RQ 1 – Have the physical parameters of height (HT), weight (WT), or Body Mass Index (BMI) changed over time for high school linemen recruited to play for a “Power 5” school when grouped by specific positions?

RQ 2 – Have the physical parameters of HT, WT, or BMI changed over time within conferences for high school linemen recruited to play for a “Power 5” school when grouped by positions and stratified by time periods?

RQ 3 – Have the physical parameters of HT, WT, or BMI changed over time between conferences for high school linemen recruited to play for a “Power 5” school when grouped by positions and time periods?

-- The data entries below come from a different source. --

Issue #525, opened 2015-08-11
support for units


p3trus:
One thing that bother me alot is that pandas lacks good unit support (e.g. quantities, pint, ...)

Is there a chance that xray will support it?

shoyer:
Eventually, I hope so!

Unfortunately, doing this in a feasible and maintainable way will probably require upstream fixes in NumPy. In particular, better support for duck-array types (https://github.com/numpy/numpy/issues/4164) and/or the ability to write units as a custom NumPy dtypes. Both of these are on the NumPy roadmap, though they don't have a timeframe for when that will happen.

rabernat:
Astropy has pretty good units support: 
http://astropy.readthedocs.org/en/latest/units/
Would it be possible to copy what they do?

shoyer:
Unfortunately, the astropy approach uses a numpy.ndarray subclass, which means it's mutually exclusive with dask.array. Otherwise, it does look very nice, though.

mhvk:
@shoyer -  as one who thinks unit support is probably the single best thing astropy has (and is co-maintainer of `astropy.units`), I thought I'd pipe in: why would it be a problem that astropy's `Quantity` is an `ndarray` subclass?  I must admit not having used dask arrays, but since they use `ndarray` internally for the pieces, shouldn't the fact that `Quantity` has the same interface/methods, make it relatively easy to swap `ndarray` for `Quantity` internally?  I'd be quite happy to help think about this (surely it cannot be as bad as it is for `MaskedArray` ;-).

Alternatively, maybe it is easier to tag on the outside rather than the inside. This would also not seem to be that hard, given that astropy's `Quantity` is really just a wrapper around `ndarray` that carries a `Unit` instance. I think the parts that truly wrap might be separated from those that override `ndarray` methods, and would be willing to implement that if there is a good reason (like making dask quantities possible...). It may be that in this case one would not use `Quantity` proper, but rather just the parts of `units` where the real magic happens: in the `Unit` class (which does the unit conversion) and in `quantity_helpers.py` (which tells what unit conversion is necessary for a given operation/function).

shoyer:
@mhvk It would certainly be possible to extend dask.array to handle units, in either of the ways you suggest.

Although you could allow `Quantity` objects inside dask.arrays, I don't like that approach, because static checks like units really should be done only once when arrays are constructed (akin to dtype checks) rather than at evaluation time, and for every chunk. This suggests that tagging on the outside is the better approach.

[...]

Issue #576, opened 2015-09-15
define fill value for where


mathause:
It would be nice if `where` accepts an `other` argument:

```
def where(self, cond, other=np.NaN):
    pass
```

shoyer:
Agreed. I didn't add this only because we don't yet have three-argument broadcasting operations working yet.

For now, a work around (at a slight cost in efficiency) is to use `where` followed by `fillna`.

MaximilianR:
This would be great to add - we just hit this (CC @justinkuosixty). 

>For now, a work around (at a slight cost in efficiency) is to use where followed by fillna.

This works, although if there are already `NaN`s, it requires another `where` to add those back

jhamman:
@shoyer - what do we need in order to get the 3-argument broadcasting working. I'd really like to get this into xarray.

shoyer:
It should already work with apply_ufunc -- we just need to adjust where to
use it. Take a look at the latest version of fillna for an example.

PR #964, opened 2016-08-12
New function for applying vectorized functions for unlabeled arrays to xarray objects

### LINKED ISSUE #770: Internal refactor: create a generic function for applying ufuncs-like functions to xarray objects
It would be awesome to have a generic function for making functions that act like NumPy's generalized universal functions "xarray aware".

What would `xarray.apply_ufunc(func, objs, join='inner', agg_dims=None, drop_dims=None, kwargs=None)` do?
1. If one or more of the provided objects are `Dataset` or `GroupBy` instances, dispatch to specialized loops that call the remainder of `apply_ufunc` repeatedly.
2. `align` all objects along shared labels using the indicated `join` (for some operations, e.g., `where`, a left join is appropriate rather than an inner join).
3. `broadcast` all objects against each other to expand dimensionality along all dimensions except (optionally) those listed in `agg_dims`/`drop_dims`. `drop_dims` should be moved to the end, for consistency with gufunc signatures.
4. Transform `agg_dims` (if provided) into an `axis` argument using `get_axis_num` and insert it into `kwargs`.
5. Apply `func` to the `data` argument of each array to calculate the result using the provided `kwargs`. The result is expected to have all the same dimensions in the provided arrays, except any listed in the `dims` and `drop_dims` arguments.
6. `merge` all coordinate data together (i.e., with an n-ary version of the `Coordinate.merge` method) and add these to the result array.

If any of `args` are not xarray objects (e.g., they're NumPy or dask arrays), they should be skipped in operations that don't apply to them. `xarray.Variable` don't align or have coordinates, for example.

A concrete example of similar functionality in dask.array is [`atop`](https://github.com/dask/dask/blob/0.8.0/dask/array/core.py#L1572). The most similar thing to this that we currently have in xarray are the `_unary_op` and `_binary_op` staticmethods (e.g., [on DataArray](https://github.com/pydata/xarray/blob/v0.7.1/xarray/core/dataarray.py#L1180)), but these only handle one or two arguments, don't handle aggregated dimensions and most importantly, are difficult to apply to new operations.

Here are a few concrete examples of how this could work:

``` python
def average(array, weights, dim=None):
    # still needs a bit of work to make a NaN and dask.array safe version
    # version of np.average 
    return apply_ufunc(np.average, [array, weights], agg_dims=dim)

def where(cond, first, second=None):
    if second is None:
        # need to write where2, a function that looks at first.dtype
        # to infer the appropriate NA sentinel value
        return apply_ufunc(ops.where2, [cond, first])
    else:
        return apply_ufunc(ops.where, [cond, first, second])

def dot(self, other, dim=None):
    if dim is None:
        dim = set(self.dims) ^ set(other.dims)
    return apply_ufunc(ops.tensordot, [self, other], agg_dims=dim)
```

shoyer:
This PR creates new public facing function `xarray.apply` which handles all the logic of applying [numpy generalized universal functions](http://docs.scipy.org/doc/numpy/reference/c-api.generalized-ufuncs.html) to xarray's labelled arrays, including automatic alignment, merging coordinates, broadcasting and reapplying labels to the result.

Note that although we use the gufunc interface here, this works for far more than gufuncs. Any function that handles broadcasting in the usual numpy way will do. See below for examples.

Now that this logic is all in one place, we will even be able to (in a follow-up PR) include hooks for setting output array names and attributes based on input (e.g., to allow third party libraries to add unit support #525).

Xref #770
## Examples

Calculate the vector magnitude of two arguments:

```
def magnitude(a, b):
    func = lambda x, y: np.sqrt(x ** 2 + y ** 2)
    return xr.apply_func(func, a, b)
```

Compute the mean (`.mean`)::

```
def mean(obj, dim):
    # note: apply_ufunc always moves core dimensions to the end
    sig = ([(dim,)], [()])
    kwargs = {'axis': -1}
    return xr.apply_ufunc(np.mean, obj, signature=sig, kwargs=kwargs)
```

Inner product over a specific dimension::

```
def gufunc_inner(x, y):
    result = np.matmul(x[..., np.newaxis, :], y[..., :, np.newaxis])
    return result[..., 0, 0]

def inner_product(a, b, dim):
    sig = ([(dim,), (dim,)], [()])
    return xr.apply_ufunc(gufunc_inner, a, b, signature=sig)
```

Stack objects along a new dimension (like `xr.concat`)::

```
def stack(objects, dim, new_coord):
    sig = ([()] * len(objects), [(dim,)])
    new_coords = [{dim: new_coord}]
    func = lambda *x: np.stack(x, axis=-1)
    return xr.apply_ufunc(func, *objects, signature=sig,
                          new_coords=new_coords,
                          dataset_fill_value=np.nan)
```

Singular value decomposition:

```
def dim_shape(obj, dim):
    # TODO: make this unnecessary, see #921
    try:
        return obj.dims.index(dim)
    except AttributeError:
        return obj.dims[dim]

def svd(obj, dim0, dim1, new_dim='singular_values'):
    sig = ([(dim0, dim1)], [(dim0, new_dim), (new_dim,), (new_dim, dim1)])
    K = min(dim_shape(obj, dim0), dim_shape(obj, dim1))
    new_coords = [{new_dim: np.arange(K)}] * 3
    return xr.apply_ufunc(np.linalg.svd, obj, signature=sig,
                          new_coords=new_coords,
                          kwargs={'full_matrices': False})
```
## Signature/Docstring

```
apply(func, *args, signature=None, join='inner', new_coords=None,
         exclude_dims=frozenset(), dataset_fill_value=None, kwargs=None,
         dask_array='forbidden')

Apply a vectorized function for unlabeled arrays to xarray objects.

The input arguments will be handled using xarray's standard rules for
labeled computation, including alignment, broadcasting, looping over
GroupBy/Dataset variables, and merging of coordinates.

Parameters
----------
func : callable
    Function to call like ``func(*args, **kwargs)`` on unlabeled arrays
    (``.data``). If multiple arguments with non-matching dimensions are
    supplied, this function is expected to vectorize (broadcast) over
    axes of positional arguments in the style of NumPy universal
    functions [1]_.
*args : Dataset, DataArray, GroupBy, Variable, numpy/dask arrays or scalars
    Mix of labeled and/or unlabeled arrays to which to apply the function.
signature : string or triply nested sequence, optional
    Object indicating core dimensions that should not be broadcast on
    the input and outputs arguments. If omitted, inputs will be broadcast
    to share all dimensions in common before calling ``func`` on their
    values, and the output of ``func`` will be assumed to be a single array
    with the same shape as the inputs.

    Two forms of signatures are accepted:
    (a) A signature string of the form used by NumPy's generalized
        universal functions [2]_, e.g., '(),(time)->()' indicating a
        function that accepts two arguments and returns a single argument,
        on which all dimensions should be broadcast except 'time' on the
        second argument.
    (a) A triply nested sequence providing lists of core dimensions for
        each variable, for both input and output, e.g.,
        ``([(), ('time',)], [()])``.

    Core dimensions are automatically moved to the last axes of any input
    variables, which facilitates using NumPy style generalized ufuncs (see
    the examples below).

    Unlike the NumPy gufunc signature spec, the names of all dimensions
    provided in signatures must be the names of actual dimensions on the
    xarray objects.
join : {'outer', 'inner', 'left', 'right'}, optional
    Method for joining the indexes of the passed objects along each
    dimension, and the variables of Dataset objects with mismatched
    data variables:
    - 'outer': use the union of object indexes
    - 'inner': use the intersection of object indexes
    - 'left': use indexes from the first object with each dimension
    - 'right': use indexes from the last object with each dimension
new_coords : list of dict-like, optional
    New coordinates to include on each output variable. Any core dimensions
    on outputs not found on the inputs must be provided here.
exclude_dims : set, optional
    Dimensions to exclude from alignment and broadcasting. Any inputs
    coordinates along these dimensions will be dropped. If you include
    these dimensions on any outputs, you must explicit set them in
    ``new_coords``. Each excluded dimension must be a core dimension in the
    function signature.
dataset_fill_value : optional
    Value used in place of missing variables on Dataset inputs when the
    datasets do not share the exact same ``data_vars``. Only relevant if
    ``join != 'inner'``.
kwargs: dict, optional
    Optional keyword arguments passed directly on to call ``func``.
dask_array: 'forbidden' or 'allowed', optional
    Whether or not to allow applying the ufunc to objects containing lazy
    data in the form of dask arrays. By default, this is forbidden, to
    avoid implicitly converting lazy data.

Returns
-------
Single value or tuple of Dataset, DataArray, Variable, dask.array.Array or
numpy.ndarray, the first type on that list to appear on an input.
```


xarray/core/computation.py
```diff
@@ -0,0 +1,261 @@
...
+        kwargs = {}
+
+    args = deep_align(*args, join=join, copy=False, raise_on_invalid=False)
+
+    coord_variables = [getattr(getattr(a, 'coords', {}), 'variables')
+                       for a in args]
+    coords = merge_coords_without_align(coord_variables)
+    name = result_name(args)
+
+    data_vars = [getattr(a, 'variable') for a in args]
```
MaximilianR: Here & `variables` above could be normal `a.variable` rather than `getattr...`?

xarray/core/computation.py
```diff
@@ -0,0 +1,261 @@
...
+def _calculate_unified_dim_sizes(variables):
+    dim_sizes = OrderedDict()
+
+    for var in variables:
+        try:
+            var_dims = var.dims
+        except AttributeError:
+            continue
+
+        if len(set(var_dims)) < len(var_dims):
```
MaximilianR: Will `var_dims` be undefined if the `try` statement raises?

xarray/core/computation.py
```diff
@@ -0,0 +1,261 @@
+from collections import NamedTuple
```
MaximilianR: I think it's `namedtuple`

MaximilianR:
This looks awesome! Would simplify a lot of the existing op stuff!

xarray/core/computation.py
```diff
@@ -0,0 +1,261 @@
...
+        raise ValueError('some `axis_dims` not found on any input variables: '
+                         '%r' % list(invalid))
+    axis = tuple(broadcast_dims.index(d) for d in axis_dims)
+    n_remaining_axes = len(axis_dims) - len(axis)
+    if n_remaining_axes > 0:
+        valid_core_dims_for_axis = core_dims[:remaining_axes]
+        if not set(valid_core_dims_for_axis) <= axis_dims:
+            raise ValueError('axis dimensions %r have overlap with core '
+                             'dimensions %r, but do not appear at the start'
+                             % (axis_dims, core_dims))
```
MaximilianR: Why does the order of the passed dims matter? (i.e. why not transpose them all into the order that's needed)

xarray/core/computation.py
```diff
@@ -0,0 +1,261 @@
...
+
+    if kwargs is None:
+        kwargs = {}
+
+    if combine_attrs is None:
+        combine_attrs = lambda func, attrs: None
+
+    result_attrs = combine_attrs(func, [getattr(a, 'attrs', {}) for a in args])
+
+    sig = _build_and_check_dims_signature(
```
MaximilianR: Where's this func?

MaximilianR:
When this is done & we can do `where`, I wonder whether 

```python
da[bool_array] = 5
```

...could be sugar for...
```python
da.where(bool_array, 5)
```

i.e. do we get multidimensional indexing for free?

shoyer:
@MaximilianR Two issues come to mind with remapping `da[condition] = other` -> `da = da.where(bool_array, other)`:

1. What should `da[bool_array]` return? For consistency, I think we need to support both. We could alias that to `where`, too (`da[bool_array]` -> `da.where(bool_array)`), but this would be inconsistent with the existing behavior of `da[bool_array]` if `da` and `bool_array` are one-dimensional. This suggests maybe `ds[bool_array]` -> `da.where(bool_array, drop=True)`.

2. What is `other` is not a scalar value, but is a DataArray? Currently, I don't think we align when indexing, but in this case, by necessity we would. For `__getitem__` indexing, it's pretty obvious that alignment should be a left join. For `__setitem__` indexing, I'm not sure. At the least they would be a little different from the defaults for `where` (which does an inner join like most xarray operations by default). Maybe something like: `left_join(da, inner_join(bool_array, other))`? We need to make sure that every xarray assignment like `obj[key]` or `obj[key] = value` (and also `.loc` and `.sel` and so on) works sanely with these alignment rules.

MaximilianR:
Thanks for thinking through these

> This suggests maybe `ds[bool_array] -> da.where(bool_array, drop=True).`

I think that makes sense. `drop=False` would be too confusing

> Maybe something like: `left_join(da, inner_join(bool_array, other))`? 

The way I was thinking about it: both `other` and `bool_array` need a value for every value in `da`. So they both need to be subsets. So something like:

```
assert set(other.dims) =< set(da.dims)
assert set(bool_array.dims) =< set(da.dims)

other, _ = xr.broadcast(other, da)
bool_array, _ = xr.broadcast(bool_array, da)

da.where(bool_array, other)
```

Is that consistent with the joins you were thinking of?

xarray/core/computation.py
shoyer: Nope, this should be fine -- when we catch the `AttributeError`, we `continue` to the next item in the loop.

shoyer:
This is now tested and ready for review. The API could particularly use feedback -- please take a look at the docstring and examples in the first comment. Long desired operations, like a fill value for `where` (#576) and `cumsum` (#791) should now be writable in only a few lines.

I have not yet hooked this up to the rest of xarray's code base, both because the set of changes we will be able to do with this are quite large, and because I'd like to give other contributors a chance to help/test. Note that the general version of `apply_ufunc` can include some significant overhead for doing the dispatch. For binary operations, we will probably want to use the pre-specialized versions (e.g., `apply_dataset_ufunc`).

Finally, given the generality of this operation, I'm considering renaming it from `xr.apply_ufunc` to simply `xr.apply`.

shoyer:
CC @jhamman @rabernat @crusaderky @pwolfram @spencerahill @ajdawson

xarray/core/computation.py
```diff
@@ -0,0 +1,675 @@
...
+                % (type(self).__name__,
+                   list(self.input_core_dims),
+                   list(self.output_core_dims)))
+
+
+def result_name(objects):
+    # type: List[object] -> Any
+    # use the same naming heuristics as pandas:
+    # https://github.com/blaze/blaze/issues/458#issuecomment-51936356
+    names = set(getattr(obj, 'name', None) for obj in objects)
```
MaximilianR: FWIW this could be a set comprehension

xarray/core/computation.py
```diff
@@ -0,0 +1,675 @@
...
+    if signature.n_outputs > 1:
+        return tuple(DataArray(variable, coords, name=name, fastpath=True)
+                     for variable, coords in zip(result_var, result_coords))
+    else:
+        coords, = result_coords
+        return DataArray(result_var, coords, name=name, fastpath=True)
+
+
+def ordered_set_union(all_keys):
+    # type: List[Iterable -> Iterable
```
MaximilianR: FWIW missing `]`

xarray/core/computation.py
```diff
@@ -0,0 +1,675 @@
...
+    signature : string or triply nested sequence, optional
+        Object indicating any core dimensions that should not be broadcast on
+        the input arguments, new dimensions in the output, and/or multiple
+        outputs. Two forms of signatures are accepted:
+        (a) A signature string of the form used by NumPy's generalized universal
+            functions [1], e.g., '(),(time)->()' indicating a function that
+            accepts two arguments and returns a single argument, on which all
+            dimensions should be broadcast except 'time' on the second argument.
+        (a) A triply nested sequence providing lists of core dimensions for each
+            variable, for both input and output, e.g., ([(), ('time',)], [()]).
```
MaximilianR: Currently, the _order_ of the variables is important; is that correct? I guess a future version could have a mapping that wasn't dependent on the order

shoyer: Yes, order of variables matters because that's how we match the signature up with `*args`.

To be clear, there is (currently) no special handling for matching ufunc arguments with `Dataset` variables by name.

MaximilianR:
Would it be possible to write something like [np.einsum](http://docs.scipy.org/doc/numpy/reference/generated/numpy.einsum.html) with xarray named dimensions? 

I _think_ it's possible, by supplying the dimensions to sum over, and broadcasting the others. Similar to the `inner_product` example, but taking `*dims` rather than `dims`. Is that right?

xarray/core/computation.py
```diff
@@ -0,0 +1,675 @@
...
+
+
+def safe_tuple(x):
+    # type: Iterable -> tuple
+    if isinstance(x, basestring):
+        raise ValueError('cannot safely convert %r to a tuple')
+    return tuple(x)
+
+
+class Signature(object):
```
MaximilianR: This is already a [class](https://docs.python.org/3/library/inspect.html#inspect.Signature) in Python3 FYI

xarray/core/computation.py
```diff
@@ -0,0 +1,675 @@
...
+        if dropped_dims:
+            merged = OrderedDict((k, v) for k, v in merged.items()
+                                 if dropped_dims.isdisjoint(v.dims))
+
+        output_coords.append(merged)
+
+    return output_coords
+
+
+def apply_dataarray_ufunc(func, *args, **kwargs):
```
MaximilianR: Out of interest, why all the `*args, **kwargs`, rather than the arg list?

xarray/core/computation.py
shoyer: Switched to `UFuncSignature` to minimize potential confusion.

xarray/core/computation.py
shoyer: I've gone back and forth on this one.

The basic reason is that confusing to need to keep track of which functions can be called like `f(*args)` vs `f(args)`. Most functions we will be wrapping fall in the former category, at least if we want to be able to use real ufuncs (like `np.add`) directly. I'm using lots of `functools.partial` to pass around function objects, and I wanted to avoid thinking about this.

Note that it does cost us ~5 us to parse `**kwargs` manually. This is significant compared to the cost of some operations (e.g., a unary op on `Variable` with only a few elements takes only ~10 us otherwise) but becomes negligible once you start working doing operations that involve one or more `DataArray`/`Dataset` objects (in the 400 us range). I view this as the cost of writing Python -- none of it matters once you have big enough arrays.

Note once we switch to Python 3 only the overhead should go away and everything will look pretty clean, because we can drop `**kwargs`. Even before then, writing out the signature at the top of the docstring ensures that the API docs look right (there are also signature rewriting tricks we could use to get introspection/auto-complete working properly on Python 3, but that's probably overkill).

pwolfram:
@shoyer and others, quick question-- as it turns out I need functionality from #812 for my work.  Is it best to build off that issue (with a half-baked branch) or this one?  I can form a hacky stop-gap solution in the meantime but it is clear I need to finish this off for the long term.  Thanks in advance for the advice.

pwolfram:
Also, should `py.test` work for `stable` and `master`?  I was getting various errors and this seems strange to me-- I suspect it is a configuration issue on my end.

shoyer:
@pwolfram If you don't need dask support, then I would suggest simply trying this PR. I think a slight variation of my `mean` example at the top would work.

If you do need dask support, either just use `da.nancumsum` directly with this PR (along with `dask_array='allowed'`) or we can use `core.ops._dask_or_eager_func` (e.g., as in your PR) to make a version of `nancumsum` that works on both dask and numpy arrays, and then use that version along with this PR.

shoyer:
And yes, `py.test` *should* work on master (not 100% sure for stable, which is only used for pushing doc updates). That's what we test on Travis-CI: https://travis-ci.org/pydata/xarray/builds. I'm happy to help debug, but let's open another issue for that.

pwolfram:
@shoyer, I decided to go with the more robust approach and do the PR properly: #791.

chris-b1:
A few pieces of feedback trying this out.  I'm basically learning xarray as I go (I ran into this right away), so weight appropriately.

Usecase - I have a numba gufunc I want to apply to `DataArray`, e.g. a reduction like this (`std` is just for sake of example)
```
@numba.guvectorize(['void(f8[:], f8[:])'],
                   '(n)->()')
def std_gufunc(arr, out):
    out[0] = np.std(arr)

arr = xr.DataArray(np.random.randn(100, 100, 100), dims=('x', 'y', 'z'))
```

1)  The "obvious" thing doesn't work - maybe catch and show a nicer error message here
```
xr.apply(std_gufunc, arr)
ValueError: dimensions ('x', 'y', 'z') must have the same length as the number of data dimensions, ndim=2
```

2) I personally found the non-string version of `signature` really difficult to wrap my mind around (the below took several tries to get right).  I don't have a concrete suggestion though, maybe only the string form is meant to really be the public api?
```
xr.apply(std_gufunc, arr, signature=([('x',)], [()]))
xr.apply(std_gufunc, arr, signature='(x)->()')
```


3) It would be nice to take advantage of the existing gufunc signature in some way.  Maybe this is a wrapper built on top or `xr.apply`, or expand the api to allow something like this;
```
xr.apply(std_gufunc, arr, dims=('x',))
xr.apply(std_gufunc, arr, dims={'n':'x'})
```

shoyer:
@chris-b1 thanks for giving this is a try! Using this with numba's guvectorize is exactly what I had in mind.

1) Yes, we need a better error here.

2) Agreed, it's really hard to parse a triply nested list. I don't like encouraging writing signature strings though because that artificially restricts dimensions to use strings (and it's weird to program in strings).

Maybe separate arguments for `input_core_dims` and `output_core_dims` would make more sense, e.g., `xr.apply(std_gufunc, arr, input_core_dims=[('x',)])`?

3) Yes, agreed. The main issue with `xr.apply(std_gufunc, arr, dims=('x',))` is that it's not clear what that means if `std_gufunc` is not a gufunc. For example, one might expect it to generate `axis` arguments.

rabernat:
Of course I think this is a fantastic feature which will change the way use use xarray.

I gave it a test run for a problem we come across a lot on the mailing list: estimating a linear trend along one dimension of a dataarray. A short example notebook is here:
https://gist.github.com/rabernat/a0ec6a7e947f2d928615a30f5cb91ee9

Overall it worked as I hoped, but there were a few bumps I had to overcome. My feedback is from a user perspective, regarding the api and documentation

- In the documentation, I would _not_ assume that the user is familiar with Numpy generalized universal functions. A more explicit explanation of the syntax and meaning of the signature in the docstring would be very helpful. It took me lots of trial an error to find the signature that worked.
- The function I wanted to apply, `np.polyfit`, works on the _first_ axis of the array, not the last. This required an extra swap-axis step inside a wrapper function.
- This would not work if the data ndim were > 2, because `np.polyfit` expects a 2D array. So an additional stacking step would also be required.

Perhaps I am not using this as designed, but this was the most obvious example application I could think of.

chris-b1:
@shoyer - I agree on 3) that it might too much to pack in to `xr.apply`.  As one possibility, here's a half-implemented (probably buggy!) wrapper that would allow this:

```python
@xarray_gufunc
@numba.guvectorize(['void(f8[:], f8[:])'], '(n)->()')
def std_gufunc(arr, out):
    out[0] = np.std(arr)

std_gufunc(arr, dims=('x',))
```
https://gist.github.com/chris-b1/d28c6b8e78bf65ef7eb97e1095bc87f2

shoyer:
One of the tricky things with `apply` is that there are a lot of similar but distinct use cases to disambiguate. I'll outline a few of these below.

I'd appreciate feedback on which cases are most essential and which can wait until later (this PR is already getting pretty big).

Also, I'd appreciate ideas for how to make the API more easily understood. We will have extensive docs either way, but `xarray.apply` is probably already in the realm of "too many arguments for one function". The last thing I want to do is to make a swiss army knife so flexible (like (`numpy.nditer`)[http://docs.scipy.org/doc/numpy/reference/generated/numpy.nditer.html]) that nobody uses it because they don't understand how it works.

## How `func` vectorizes

There are two main cases here:

1. Functions already written to vectorize their arguments:

  1. Scalar functions built out of NumPy primitives (e.g., `a + b + c`). These work by default.
  2. Functions that use core dimension referred to by `axis` (e.g., `np.mean`). These work if you set `axis=-1` and put the dimension in the signature, but the API is kind of awkward. You're rather that the wrapper just converts argument like `dim='time'` automatically into `axis=2`. Transposing these core dimensions to the end also feels unnecessary, though maybe not a serious concern given that transposing NumPy arrays involves no memory copies.
  3. Functions that work mostly like gufuncs, but aren't actually (e.g., `np.svd`). This is pretty common, because NumPy ufuncs have some serious limitations (e.g.., they can't handle non-vectorized arguments). These work about as well as we could hope, modulo possible improvements to the `signature` spec.
  4. True gufuncs, most likely written with `numba.guvectorize`. For these functions, we'd like a way to extract/use the signature automatically.

2. Functions for which you only have the inner loop (e.g., `np.polyfit` or `scipy.stats.pearsonr`). Running these is going to entail large Python overhead, but often that's acceptable.

  One option for these is to wrap them into something that broadcasts like a gufunc, e.g., via a new function `numpy.guvectorize` (https://github.com/numpy/numpy/pull/8054). But as a user, this is a lot of wrappers to write. You'd rather just add something like `vectorize=True` and let xarray handle all the automatic broadcasting, e.g.,
  ```python
  def poly_fit(x, y, dim='time', deg=1):
      return xr.apply(np.polyfit, x, y,
                      signature=([(dim,), (dim,)], [('poly_order',)]),
                      new_coords={'poly_order': range(deg + 1)},
                      kwargs={'deg': deg}, vectorize=True)
```

## Whether `func` applies to "data only" or "everything"

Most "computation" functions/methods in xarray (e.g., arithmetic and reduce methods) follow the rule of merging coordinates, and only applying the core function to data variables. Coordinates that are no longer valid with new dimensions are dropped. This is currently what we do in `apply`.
PR #968, opened 2016-08-14
Clarify "copy" argument for reindex

shoyer:
Also ensure that reindexing always returns a new xarray object.

xref #927

cc @crusaderky


crusaderky:
Typo in alignment.py:246
new_var = var.copy(deep=copy)
should be
new_var = var.copy(deep=True)

shoyer:
@crusaderky Nope, that's intentional. If `copy=True`, we want to do a deep copy on the variable to copy the data. If `copy=False`, we still want to return new `Variable` objects, but only shallow copies with the original data.

PR #971, opened 2016-08-17
Better error message when assigning coordinates without dimensions

### LINKED ISSUE #969: Better error message when assigning coordinates
If the user writes:
`data.coords['polygons'] = rasterized_image`

They get:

Subjects for this study included high school football linemen who were recruited to play for a “Power 5” school between the years 2003 and 2020. The specific position the linemen were recruited to play was utilized to differentiate the players into position groups which included defensive ends (DEs), defensive tackles (DTs), offensive centers/guards (OCGs), and offensive tackles (OTs).

Data Collection

Archival recruiting data derived from ‘247 Sports’ was aggregated and made available on a publicly available website ( ‘247 Sports’ is a well-established high school recruiting website with data going as far back as 1999 (32). The overall dataset contained over 25,000 players listed as Division I recruits between 2003 and 2020. Extracting the linemen yielded a large dataset (n = 7,428) for this study. Between 2003 and 2020, conference affiliation for some schools currently in the “Power 5” has changed. Therefore, each player was coded with the conference his school was in for the year he was recruited to the team.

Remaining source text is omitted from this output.